157 P. 1137, 30 Cal. App. 277, 1916 Cal. App. LEXIS 47
CourtCalifornia Court of Appeal
DecidedApril 14, 1916
DocketCiv. No. 1595.
StatusPublished

This text of 157 P. 1137 (Rosenthal v. Bauer) is published on Counsel Stack Legal Research, covering California Court of Appeal primary law. Counsel Stack provides free access to over 12 million legal documents including statutes, case law, regulations, and constitutions.

Bluebook
Rosenthal v. Bauer, 157 P. 1137, 30 Cal. App. 277, 1916 Cal. App. LEXIS 47 (Cal. Ct. App. 1916).

Opinion

LENNON, P. J.

On July 12, 1906, the plaintiffs, as lessors, and the defendants Bauer and Sachau, as lessees, entered into a lease of certain real property for a period of ten years from the date of the acceptance of a building to be erected upon the real property, at a monthly rental of six hundred dollars for the first five years and seven hundred dollars for the remaining five years. The lessors insisted upon a guaranty for the payment of the rent reserved, and accordingly the lessees Bauer and Sachau procured a written guaranty, expressed upon a separate paper, purporting to be signed by the National Brewing Company, which was attached to the lease, and which was in the following words and figures:

“Know all men by these presents that for and in consideration of the execution of the within lease by the parties of the first part, and in consideration of one dollar to it paid, the undersigned, the National Brewing Company, a corporation, duly incorporated under and by virtue of the laws of the State of California, does hereby guarantee to said lessors, parties of the first part, the payment of the rent reserved in said lease and the performance of the covenants and conditions to be performed by the parties of the second part, in the sum of thirty-six hundred ($3,600) dollars; and hereby agrees that it will indemnify said lessors, parties of the first part, in said sum against any loss or damage which they or either of them might incur by reason of the breach of any of the covenants of said lease by said parties of the second part.

“Dated July-, 1906.

“National Brewing Co.

“By George F. Volz,

“Secretary.”

*279 The lessors expressed dissatisfaction with the guaranty thus drawn and delivered in so far as it failed to reveal the corporate authority for its execution, and returned it to the secretary of the corporation defendant with the request that the authority for its execution he evidenced by a resolution of the board of directors of said corporation. Thereupon the board of directors of said defendant adopted and expressed upon a separate paper, which was attached to the lease and guaranty as originally drafted, the following resolution:

“San Francisco, Cal, July 12, 1906.

“At a special meeting of the board of directors of this association, held at this ofñce 7262 Fulton street, at 9 o ’dock A. M. July 12, 1906, it was resolved that the secretary of this corporation be authorized to sign that certain guaranty on lease of L. Bauer and John Sachau with Hannah Rosenthal, Amelia Waterland, Fannie Bernard and Rose Oser, for the sum of $3,600, being for six months’ rent at $600 per month.

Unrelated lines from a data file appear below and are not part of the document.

PR #38, opened 2021-02-18
Simplify project setup

jokoho48:
**When merged this pull request will:**
- Simplify the Setup Procedure of the Project.
- Remove the need to add all References manually
- Adds Automatic Moving of the dll into the Plugins folder
- Allows the user to Start the game from the IDE (Sadly without Debugging ability)


nxPublic:
I will merge these changes appropriately after todays 0.8 release.

Greetings 😄

zedle:
This is a nice improvement, was considering having a 'Libs' folder in the project that you put the necessary deps into. Any reason you chose an env var over that approach @jokoho48 ?

jokoho48:
> 
> 
> This is a nice improvement, was considering having a 'Libs' folder in the project that you put the necessary steps into. Any reason you chose an env var over that approach @jokoho48 ?

I decided to use env var because with that you don't need duplicated files additionally, I added in an Automatic copy of the build files to the plugin folder so you can bind the Run/Build/Debug in the Editor directly to Valheim and after the build instantly (Aka less time wasted copying files manualy)

zedle:
👍  I would just change the readme to include a command line for setting the env var. 
eg `setx VALHEIM_INSTALL "C:\Program Files\Steam\steamapps\common\Valheim" /M`

jokoho48:
> 👍 I would just change the readme to include a command line for setting the env var.
> eg `setx VALHEIM_INSTALL "C:\Program Files\Steam\steamapps\common\Valheim" /M`

Good Point. I added it as an example below

TheTerrasque:
I like this PR, I was thinking of doing something to solve this problem, but with a different approach. I like his approach better.

On the step to copy the DLL, that should also include required dll's. ATM that's the inifileparser dll and probably by now the yamldotnet dll.

zedle:
👍

sirskunkalot:
I handled this in #99, but added more stuff on top. This could be closed

radmint (approved):

nxPublic (approved):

“There being no further business it was resolved to adjourn.

“George F. Volz, (Seal)

After the execution and delivery of the lease in question, with the guaranty as originally drafted and the resolution attached thereto, the tenants Bauer and Sachau, on the nineteenth day of January, 1907, when the building referred to in the lease was completed and accepted, entered into the possession of the demised premises, and paid rent under the terms of the lease to July 13, 1913, after which date they refused to pay further rent. Plaintiffs brought this action against Bauer and Sachau, as lessees, and the National Brewing Co. as guarantor, to recover seven hundred dollars, the rent from July 19th to August 19th, under the terms of the lease, which provided that during the second five years the rent reserved should be in that amount. The defendants Bauer and' Sachau defaulted, and judgment was rendered and entered against them in favor of the plaintiffs, but, upon the issue of the guaranty judgment was rendered in favor of the corporation defendant, and the appeal is by plaintiffs from that judgment and from an order denying a new trial.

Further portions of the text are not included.